1160.0 - ABS Confidentiality Series, Aug 2017  
Latest ISSUE Released at 11:30 AM (CANBERRA TIME) 23/08/2017  First Issue
   Page tools: Print Print Page Print all pages in this productPrint All RSS Feed RSS Bookmark and Share Search this Product

UNDERSTANDING RE-IDENTIFICATION


This page contains the following:
What is re-identification?
Re-identification risks in today’s context
Managing the risk of re-identification
Re-identification in aggregate data
Re-identification in microdata

WHAT IS RE-IDENTIFICATION?

Re-identification is the act of determining the identity of a person or organisation even though directly identifying information has been removed. This may be able to be done using other publicly or privately held information about the individual or organisation. It is a type of disclosure, or breach of confidentiality, that can occur when someone has access to either aggregate data or microdata (unit record data). While the focus of this part of the Series is re-identification, the discussion also applies to the other main disclosure risk, that of attribute disclosure.
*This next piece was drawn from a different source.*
PR #205, opened 2024-01-25
RSDK-5238 - fix cmake for bullseye

stuqdog:
#### Major changes

- Move bullseye fixes into separate bespoke step. Not sure why this was working before but not anymore, but either way it's cleaner now.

This is because the risk of re-identification of an individual is likely to be increased if an attribute about them is revealed, for example a particular level of income that is common to a group of 15-18 year olds.
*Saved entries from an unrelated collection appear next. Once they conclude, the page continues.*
PR #207, opened 2024-01-28
RSDK-4573: remove proto types from robot client apis

purplenicole730:
[Jira Ticket](https://viam.atlassian.net/browse/RSDK-4573)

Removed the proto types that were in the robot client API's:
- defined new `discovery_query`, `discovery`, `frame_system_config`, `status`, and `operation`
- changed robot client API's to use already defined `WorldState::transform` and `Name`
- defined proto conversion methods in a private namespace in `robot/client.cpp`
- created functions to return custom defined types while keeping old proto functions for `MockRobotService`
- added new tests to compare mock proto and custom methods to ensure same fields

RE-IDENTIFICATION RISKS IN TODAY'S CONTEXT

As ever more data become available, there is growing interest in how data, and especially unit record data, can be accessed securely and used effectively for research and policy making. Providing data in open environments is an important part of the Australian Government Public Data Policy Statement, but open data may not always be the most appropriate manner for providing data for research (particularly when the requirements for utility conflict with confidentiality).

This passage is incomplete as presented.